Korean Patent Publication No. 2008-0027214

An object of the present invention is to provide an unmanned aerial vehicle for dropping a dummy, collecting aerial images relating to a landing position of a dropped dummy, and determining a dropping position of the object using the surrounding aerial image.

Another object of the present invention is to provide an unmanned airplane that determines an unloading position of an object reflecting environmental parameters around a unloading area without mounting a high-level sensor on the unmanned airplane.

The technical objects of the present invention are not limited to the above-mentioned technical problems, and other technical subjects not mentioned can be clearly understood by those skilled in the art from the following description.

According to an aspect of the present invention, there is provided an apparatus for controlling an unmanned airplane, comprising: an image extracting unit for extracting an image of a dummy dropped from the unmanned airplane using image information received from the unmanned airplane; And a drop position predictor for estimating a position of an object to be dropped from the unmanned airplane from the image of the dummy provided from the unmanned airplane, and calculating a moving position of the unmanned airplane for the object to reach the target point.

The falling position predicting unit calculates a center point of the dropped dummies and calculates a distance between the center point and the target point so as to determine a drop position at the same altitude as the shooting altitude of the unmanned airplane, And calculating a movement position.

When the dropped dummy reaches a certain radius from the target point, the unmanned airplane control device issues a drop instruction to the object with the unmanned airplane, and when the dropped dummy does not reach within a certain radius from the target point, And repeating the loading of the dummy again at the unmanned airplane moving position calculated by the side portion.

According to an aspect of the present invention, there is provided an unmanned aerial vehicle including a dummy drop unit for dropping at least one dummy, a camera unit for capturing an image containing the dropped dummy and the target, And a UAV controller that moves the position so that the target can reach the target.

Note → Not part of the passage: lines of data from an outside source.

PR #979, opened 2024-01-10
cleanup NIP-52: remove confusing parts

fiatjaf:
I don't think anyone has implemented anything with the `name` tag so it's better to not even mention it. People who know about it already know that it should be removed.

Removing the mention to the private events limitation since it isn't relevant. There are infinite things each NIP _doesn't_ do and there is no need to mention all of them, so we should stick to what it does.

### DIFF
--- a/52.md
+++ b/52.md
@@ -35,9 +35,6 @@ The list of tags are as follows:
 * `t` (optional, repeated) hashtag to categorize calendar event
 * `r` (optional, repeated) references / links to web pages, documents, video calls, recorded videos, etc.
 
-The following tags are deprecated:
-* `name` name of the calendar event. Use only if `title` is not available.
-
 ```json
 {
   "id": <32-bytes lowercase hex-encoded SHA-256 of the the serialized event data>,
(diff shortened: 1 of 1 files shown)


fiatjaf:
@tyiu

tyiu (approved):

fiatjaf:
@zmeyer44

52.md
```diff
@@ -35,20 +35,19 @@ The list of tags are as follows:
...
-* `name` name of the calendar event. Use only if `title` is not available.
-
 ```json
 {
   "id": <32-bytes lowercase hex-encoded SHA-256 of the the serialized event data>,
   "pubkey": <32-bytes lowercase hex-encoded public key of the event creator>,
   "created_at": <Unix timestamp in seconds>,
   "kind": 31922,
-  "content": "<description of calendar event>",
+  "content": "",
```
vitorpamplona, line 44: Won't description go here anymore? `""` alone might imply no description is allowed.

fiatjaf: I got confused.

52.md
```diff
@@ -49,6 +46,8 @@ The following tags are deprecated:
     ["d", "<UUID>"],
 
     ["title", "<title of calendar event>"],
+    ["image", "<image url>"],
```
tyiu, line 49: Oh, these look new. I guess @zmeyer44 added them to Flockstr. We should add documentation in the date-based and time-based calendar events on what the `image` and `banner` tags are for both kinds.

ciegovolador (approved):
LGTM

staab (approved):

At this time, when the dummy reaches the target, the object can be dropped.

The dummy drop portion can drop an object when a dummy for dropping the dummy at a constant speed reaches a target when dropping a plurality of dummy.

According to an aspect of the present invention, there is provided a method for dropping an object to a target point using an unmanned airplane, comprising: dropping at least one dummy near a target point; And moving the UAV according to the movement position information of the UAV calculated on the basis of the captured still image.

At this time, after the unmanned airplane moves, it can be repeatedly executed from the step of dropping the dummy.

The method for dropping an object to a target point using the unmanned airplane may further include dropping an object at the dropping position when the dropped dummy is dropped at a target point.

According to an aspect of the present invention, there is provided a method for controlling an unmanned airplane and dropping an object at a target point, the method including: receiving an image including at least one dummy and a target point; And extracting the dummy image from the image, calculating a drop point from the dummy image, and transmitting the information about the drop point.

The step of calculating the dropping point may include a step of drawing a circle with the center of the dummy image as an origin, a step of creating a line segment connecting a point where a plurality of circles overlap each other when the circle is plural, And a step of finding a center point having the same distance to the center of the line segment within the generated figure.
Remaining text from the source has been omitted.